PT Nissan Motor Indonesia Distributors (NMDI) Kepala Perencanaan Penjualan dan Produksi, Bima Aristotyo, mengklaim telah mendengar biaya kendaraan. Namun, partai mereka tidak mempelajari banding secara relatif.
“Kami tidak memiliki studi untuk mengurangi harga bagi kami,” kata Bima ketika kami bertemu di wilayah Jakarta Selatan.
Dengan situasi keuangan saat ini, lebih baik dapat mempertahankan harga yang stabil, jelas BIMA. Dia yakin pelanggan akan menerima produk terbaik.
“Oleh karena itu, ada peningkatan situasi setidaknya Forex, informasi kemarin (mata uang) juga diperkuat, itu juga diperkuat, USD juga meningkat, sehingga kami dapat melakukan untuk membantu ekonomi Indonesia, ya, kami menjaga harga kami tetap terkini,” katanya.
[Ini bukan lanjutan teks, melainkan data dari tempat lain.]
Issue #491, opened 2020-10-13
non-leaf tensor warning in some attribution algorithms


hal-314:
## 🐛 Bug

I get the following warning when using the Saliency or InputXGradient attribution method but not with IntegratedGradients or GradientShap:
```
UserWarning: The .grad attribute of a Tensor that is not a leaf Tensor is being accessed. Its .grad attribute won't be populated during autograd.backward(). If you indeed want the gradient for a non-leaf Tensor, use .retain_grad() on the non-leaf Tensor. If you access the non-leaf Tensor by mistake, make sure you access the leaf Tensor instead. See github.com/pytorch/pytorch/pull/30531 for more informations.
  warnings.warn("The .grad attribute of a Tensor that is not a leaf Tensor is being accessed. Its .grad "
```
## To Reproduce

Execute this:
```python
import warnings
import torch
import torch.nn as nn

from captum.attr import Saliency, IntegratedGradients, InputXGradient
from captum.attr import configure_interpretable_embedding_layer

class Net(nn.Module):
    def __init__(self):
        super(Net, self).__init__()
        self.embedding = nn.Embedding(10,3)
        self.fc = nn.Linear(5+3, 2)

    def forward(self, x_cat, x):
        x_cat = self.embedding(x_cat)
        x = torch.cat([x, x_cat], dim=1)
        x = self.fc(x)
        return x

def sal(model, X, node_index):
    sal = Saliency(model)
    #sal = IntegratedGradients(model)
    #sal = InputXGradient(model)
    grads = sal.attribute(X, target=node_index)
    return grads


net = Net()

X_cont = torch.rand(1, 5)
X_cat = torch.randint(0,9, (1,))

X_cont.requires_grad = True

net(X_cat, X_cont)

#with torch.no_grad(): # <- Uncomment to remove warnings. 
X_cat_emb = net.embedding(X_cat)

X_cat_emb.requires_grad_()

with warnings.catch_warnings():
    warnings.simplefilter('ignore')
    emb_net = configure_interpretable_embedding_layer(net)

# It's the same if we compute embeddings from InterpretableEmbeddingBase like Bert tutorial
#X_cat_emb2 = emb_net.indices_to_embeddings(X_cat)
#X_cat_emb2.requires_grad_()


attr = sal(net, (X_cat_emb, X_cont), 0)
#attr = sal(net, (X_cat_emb2, X_cont), 0)

```

## Expected behavior

[...]

PR #597, opened 2021-01-25
Leaf Warning Fix

vivekmig:
This removes the resetting of grad attribute to zero, which is causing warnings as mentioned in #491 and #421 . Based on torch [documentation](https://pytorch.org/docs/stable/autograd.html#torch.autograd.grad), resetting of grad is only needed when using torch.autograd.backward, which accumulates results into the grad attribute for leaf nodes. Since we only utilize torch.autograd.grad (with only_inputs always set to True), the gradients obtained in Captum are never actually accumulated into grad attributes, so resetting the attribute is not actually necessary.

This also adds a test to confirm that the grad attribute is not altered when gradients are utilized through Saliency.

### DIFF
--- a/tests/attr/test_saliency.py
+++ b/tests/attr/test_saliency.py
@@ -136,6 +136,13 @@ class Test(BaseTest):
     def test_saliency_classification_vargrad(self) -> None:
         self._saliency_classification_assert(nt_type="vargrad")
 
+    def test_saliency_grad_unchanged(self) -> None:
+        model, inp, grads, add_args = _get_basic_config()
+        inp.grad = torch.randn_like(inp)
+        grad = inp.grad.detach().clone()
+        self._saliency_base_assert(model, inp, grads, add_args)
+        assertTensorTuplesAlmostEqual(self, inp.grad, grad)
+
     def _saliency_base_assert(
         self,
         model: Module,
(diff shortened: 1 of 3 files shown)


tests/attr/test_saliency.py
```diff
@@ -136,6 +136,13 @@ def test_saliency_classification_smoothgrad(self) -> None:
     def test_saliency_classification_vargrad(self) -> None:
         self._saliency_classification_assert(nt_type="vargrad")
 
+    def test_saliency_grad_unchanged(self) -> None:
+        model, inp, grads, add_args = _get_basic_config()
+        inp.grad = torch.randn_like(inp)
+        grad = inp.grad.detach().clone()
+        self._saliency_base_assert(model, inp, grads, add_args)
+        assertTensorTuplesAlmostEqual(self, inp.grad, grad)
```
NarineK, line 144: nit: Can we do exact equal here to be sure that the grads didn't change ?
It would be interesting to use backward and compare with the grads computed with the backward to contrast the difference.

vivekmig: Sure, updated with delta=0.0 for exact equality. From the docs, I think backward should always compute the same gradients just also updating the grad attribute for leaf nodes, but can double-check this.

NarineK: Thank you! I was thinking that if we use backward instead autograd.grad then we will see the difference, right ?

vivekmig: Makes sense, yup, if we used backward instead, this test should fail! Although backward doesn't take inputs as parameters and just requires accessing grad for the gradients, so would be a different structure from what we currently use and might fail for non-leaf inputs.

Sebelumnya, Detikoto, Menparin Agas Gumivang, menyarankan agar produsen mobil di Indonesia menyarankan mengurangi biaya penjualan kendaraan. Menurutnya, langkah ini adalah untuk meningkatkan daya beli pelanggan yang lemah.
“Kami berharap ada strategi baru (dari produsen), misalnya, tidak diarahkan, mengurangi pengorbanan margin atau penjualan mobil (di Indonesia),” kata Agas selama pelantikan pabrik divisi baru di Krongang.
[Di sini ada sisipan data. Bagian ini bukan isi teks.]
Issue #595, opened 2021-01-25
An error about captum.metric


bachml:
Hi all,

When I run the code from the API Reference  (https://captum.ai/api/metrics.html#infidelity):

net = model. # model is a resnet18 trained on CIFAR10
saliency = Saliency(net)
input = torch.randn(2, 3, 32, 32, requires_grad=True)
sens = sensitivity_max(saliency.attribute, input)

Then,  I got this error

AssertionError                            Traceback (most recent call last)
<ipython-input-7-be7018aa3b15> in <module>
      2 saliency = Saliency(net)
      3 input = torch.randn(2, 3, 32, 32, requires_grad=True)
----> 4 sens = sensitivity_max(saliency.attribute, input)

~/.local/lib/python3.6/site-packages/captum/metrics/_core/sensitivity.py in sensitivity_max(explanation_func, inputs, perturb_func, perturb_radius, n_perturb_samples, norm_ord, max_examples_per_batch, **kwargs)
    306 
    307     with torch.no_grad():
--> 308         expl_inputs = explanation_func(inputs, **kwargs)
    309         metrics_max = _divide_and_aggregate_metrics(
    310             cast(Tuple[Tensor, ...], inputs),

~/.local/lib/python3.6/site-packages/captum/log/__init__.py in wrapper(*args, **kwargs)
     33             @wraps(func)
     34             def wrapper(*args, **kwargs):
---> 35                 return func(*args, **kwargs)
     36 
     37             return wrapper

~/.local/lib/python3.6/site-packages/captum/attr/_core/saliency.py in attribute(self, inputs, target, abs, additional_forward_args)
    130         # They are being formated in the `_run_forward` function in `common.py`
    131         gradients = self.gradient_func(
--> 132             self.forward_func, inputs, target, additional_forward_args
    133         )
    134         if abs:

~/.local/lib/python3.6/site-packages/captum/_utils/gradient.py in compute_gradients(forward_fn, inputs, target_ind, additional_forward_args)
    118         outputs = _run_forward(forward_fn, inputs, target_ind, additional_forward_args)
    119         assert outputs[0].numel() == 1, (
--> 120             "Target not provided when necessary, cannot"
    121             " take gradient with respect to multiple outputs."
    122         )

AssertionError: Target not provided when necessary, cannot take gradient with respect to multiple outputs.

===

Seems like the official code doesn't work for me. Anyone meet similar issues? Thanks

vivekmig:
[...]

PR #598, opened 2021-01-25
Update Sensitivity Documentation

vivekmig:
Addresses #595 , adding target to documentation for sensitivity.


NarineK (approved):
Thank you for the fix! It looks like there is an issue with GPU tests. It popped up since yesterday,

bilalsal (approved):

PR #1091, opened 2022-12-14
validate forward output in FeatureAblation

aobo-y:
Correctly validate the `forward_fun`'s output shape in `FeatureAblation` (and `FeaturePermutation`)

Abandoned previous flawed assumption of "aggregation mode", which forbid the support for multi-outputs models (ref https://github.com/pytorch/captum/pull/1047)

New logic does not care output shape when `perturbations_per_eval == 1`.  Only when `perturbations_per_eval > 1`, it require "aggregation mode", which is defined as the 1st dim of the model's output should grow with the input's batch size in the same ratio. This is achieved by actually comparing the output shape of 2 different inputs instead of making any assumption based on other user config:
- The baseline output is from the initial eval with the original inputs which we have to run anyway. 
- The expanded output is from the 1st ablated eval whose input batch size has been expanded for more feature perturbation.

This way does not even introduce any extra forward calls.

### DIFF
--- a/captum/attr/_core/feature_ablation.py
+++ b/captum/attr/_core/feature_ablation.py
@@ -53,6 +53,15 @@ class FeatureAblation(PerturbationAttribution):
         PerturbationAttribution.__init__(self, forward_func)
         self.use_weights = False
 
+        # only used when perturbations_per_eval > 1, where the 1st dim of forward's
+        # output grow as the input batch. If forward's output is aggregated,
+        # we cannot expand the batch size to include more perturbations in one call.
+        # If it's False, we will check with an additional run where
+        # perturbations_per_eval = 1 to see if the output shape is expected;
+        # but it turns to True, we will assume the model's hehavior stays
+        # consistant and no longer check again
+        self._is_output_shape_valid = False
+
     @log_usage()
     def attribute(
         self,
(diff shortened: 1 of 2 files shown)


captum/attr/_core/feature_ablation.py
```diff
@@ -362,21 +360,43 @@ def attribute(
...
+                            # check if the output is not a scalar
+                            current_output_shape
+                            and initial_output_shape
+                            # check if the output grow in same ratio, i.e., not agg
+                            and current_output_shape[0]
+                            == n_perturb * initial_output_shape[0]
+                        ), (
+                            "When perturbations_per_eval > 1, forward_func's output "
+                            "should be a tensor whose 1st dim grow with the input "
+                            f"batch size: when input batch size is {num_examples}, "
```
aobo-y, line 387: I think we can be more strict here by requiring the 1st dim of output to be the same as input batch size, instead of just require it "grow with the input batch size".

For example, if the input batch is `2`, the output's 1st dim can be `2`, `4`, or `7`; as long as
when we expand the input batch size to `4`, the output's 1st dim becomes `4`, `8`, or `14` respectively. 

But the last 2 cases are pretty weird and unlikely to happen. It may be easier to always require output's 1st dim to be batch size and it must be the same as input batch size in this "non-aggregation mode"

tests/attr/test_feature_ablation.py
```diff
@@ -345,17 +345,6 @@ def forward_func(inp):
         with self.assertRaises(AssertionError):
             _ = ablation.attribute(inp, perturbations_per_eval=2)
 
-    def test_error_agg_mode_incorrect_fm(self) -> None:
-        def forward_func(inp):
-            return inp[0].unsqueeze(0)
-
-        inp = torch.tensor([[1, 2, 3], [4, 5, 6]])
-        mask = torch.tensor([[0, 1, 2], [0, 0, 1]])
```
aobo-y, line 353: This test checks when rowwise `mask` is give, the model must not be in "aggregated mode". But I don't think `mask` has anything to do with it. Models of both batch-mode and aggregated-mode may need specify `mask`. So I simply deleted this test.

PR #1094, opened 2022-12-16
Updating version to 0.6.0

aobo-y:


dzenanz:
Will #1086 make it into `0.6`?

aobo-y:
@dzenanz Sorry, unfortunately, #1086 is not included in the v0.6 as it has not been merged before last week. I saw @NarineK & @vivekmig have already started the review, so we will include it in the next release. Thank you for your contribution to Captum.

PR #1106, opened 2023-01-28
Replace she/he with they

jessijzhao:
* Make language more inclusive by removing unnecessarily gendered language


aobo-y (approved):
Thank you for fixing it

PR #1152, opened 2023-06-09
Correct default `method` argument for captum.attr.visualization.visualize_t…

teddykoker:
The default argument for `method` in `captum.attr.visualization.visualize_timeseries_attr` is currently `"individual_channels"`, which is not a valid option, resulting in an exception if used. This PR changes the default method to `"overlay_individual"`, which is what the docs indicate the default should be.


vivekmig (approved):
Thanks so much for this fix @teddykoker !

Agus juga mengharapkan produsen untuk membuat inovasi baru dalam mengembangkan produk baru untuk pelanggan dan lingkungan. Dia mengatakan itu juga harus dilakukan dengan dukungan pemerintah berkelanjutan.
“Kami berharap bahwa pengembangan inovasi hijau yang akan ramah lingkungan dengan berbagai upaya dan inovasi strategis bagi peserta sektor untuk fokus dan pemerintah akan menunjukkan dukungan yang berkelanjutan. Diharapkan bahwa pasar Indonesia dapat meningkat dalam waktu singkat.
Untuk catatan, menurut data dari industri kendaraan Indonesia terintegrasi dari Indonesia atau Gaiko, semua penjualan mobil dicatat tahun lalu 865.723 unit atau 13,9 % (YOY) dalam periode yang sama yang telah menyusup ke 1.005.802 unit.
Ritel juga turun 10,9 %menjadi 889.680 unit selama 2024. Faktanya, tahun sebelumnya mencapai 998.059 unit. Meskipun menurun, penjualan melebihi gol yang ditingkatkan Giundi, yaitu 850.000 unit per tahun. Video “Video” Video: Apple Pal Boying iPhone 16 ke Indonesia Green Light “(SFN/LTH)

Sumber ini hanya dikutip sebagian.